Supplied information:

PR #1987, opened 2021-02-04
feat: Block from uploading files and folders (recur) starting from "."

Levhav:
**Check List**

 Block from uploading files and folders (recur) starting from "."


ovr (approved):
LGTM

PR #1996, opened 2021-02-05
fix(server-core): add support for async driverFactory

rsbh:
This will fix the issue of not able to pass async driverFactory in config.


ovr:
Hello @rsbh ,

Good catch 👍  Thank you!

PR #2000, opened 2021-02-08
limit size is too large  change to 200 step to 100

rongfengliang:
default limit size is too large ,change to 200 and step to 100 https://github.com/cube-js/cube.js/issues/1999


vasilev-alex:
@rongfengliang Thanks for the PR! Just discussed it with my teammates and we concluded that `200` limit is way too small as may not be enough when you request time-series data.

So, let's make `5000` by default

rongfengliang:
@vasilev-alex i  change it to 5000 and step to 500

PR #5585, opened 2022-11-08
feat(cubesql): Join Cubes

gandronchik:


rust/cubesql/cubeclient/src/apis/default_api.rs
```diff
@@ -115,7 +115,10 @@ pub async fn meta_v1(
 
     let local_var_client = &local_var_configuration.client;
 
-    let local_var_uri_str = format!("{}/v1/meta", local_var_configuration.base_path);
+    let local_var_uri_str = format!(
```
ovr, line 118: extended should be defined as a parameter in swagger + passed in our client

PR #5656, opened 2022-11-18
fix(cubejs-client-core): Update types to work with TS v4.8 and above

sacummings91:
**Check List**

[**Issue Reference this PR resolves**]

(https://github.com/cube-js/cube.js/issues/5446)

Small type changes to make tsc pass

### DIFF
--- a/packages/cubejs-client-core/index.d.ts
+++ b/packages/cubejs-client-core/index.d.ts
@@ -816,7 +816,7 @@ declare module '@cubejs-client/core' {
     never;
 
   type QueryArrayRecordType<T extends DeeplyReadonly<Query[]>> =
-    T extends readonly [infer First, ...infer Rest]
+    T extends readonly [infer First extends DeeplyReadonly<Query>, ...infer Rest]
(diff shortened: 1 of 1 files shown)


paveltiunov:
@sacummings91 Thanks for contributing it! cc @reify-thomas-smith

paveltiunov:
@sacummings91 Could you please fix all failing tests?

packages/cubejs-client-core/index.d.ts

Instructions for the task:
Copy out all of the lines above exactly.

Expected answer:
PR #1987, opened 2021-02-04
feat: Block from uploading files and folders (recur) starting from "."

Levhav:
**Check List**

 Block from uploading files and folders (recur) starting from "."


ovr (approved):
LGTM

PR #1996, opened 2021-02-05
fix(server-core): add support for async driverFactory

rsbh:
This will fix the issue of not able to pass async driverFactory in config.


ovr:
Hello @rsbh ,

Good catch 👍  Thank you!

PR #2000, opened 2021-02-08
limit size is too large  change to 200 step to 100

rongfengliang:
default limit size is too large ,change to 200 and step to 100 https://github.com/cube-js/cube.js/issues/1999


vasilev-alex:
@rongfengliang Thanks for the PR! Just discussed it with my teammates and we concluded that `200` limit is way too small as may not be enough when you request time-series data.

So, let's make `5000` by default

rongfengliang:
@vasilev-alex i  change it to 5000 and step to 500

PR #5585, opened 2022-11-08
feat(cubesql): Join Cubes

gandronchik:


rust/cubesql/cubeclient/src/apis/default_api.rs
```diff
@@ -115,7 +115,10 @@ pub async fn meta_v1(
 
     let local_var_client = &local_var_configuration.client;
 
-    let local_var_uri_str = format!("{}/v1/meta", local_var_configuration.base_path);
+    let local_var_uri_str = format!(
```
ovr, line 118: extended should be defined as a parameter in swagger + passed in our client

PR #5656, opened 2022-11-18
fix(cubejs-client-core): Update types to work with TS v4.8 and above

sacummings91:
**Check List**

[**Issue Reference this PR resolves**]

(https://github.com/cube-js/cube.js/issues/5446)

Small type changes to make tsc pass

### DIFF
--- a/packages/cubejs-client-core/index.d.ts
+++ b/packages/cubejs-client-core/index.d.ts
@@ -816,7 +816,7 @@ declare module '@cubejs-client/core' {
     never;
 
   type QueryArrayRecordType<T extends DeeplyReadonly<Query[]>> =
-    T extends readonly [infer First, ...infer Rest]
+    T extends readonly [infer First extends DeeplyReadonly<Query>, ...infer Rest]
(diff shortened: 1 of 1 files shown)


paveltiunov:
@sacummings91 Thanks for contributing it! cc @reify-thomas-smith

paveltiunov:
@sacummings91 Could you please fix all failing tests?

packages/cubejs-client-core/index.d.ts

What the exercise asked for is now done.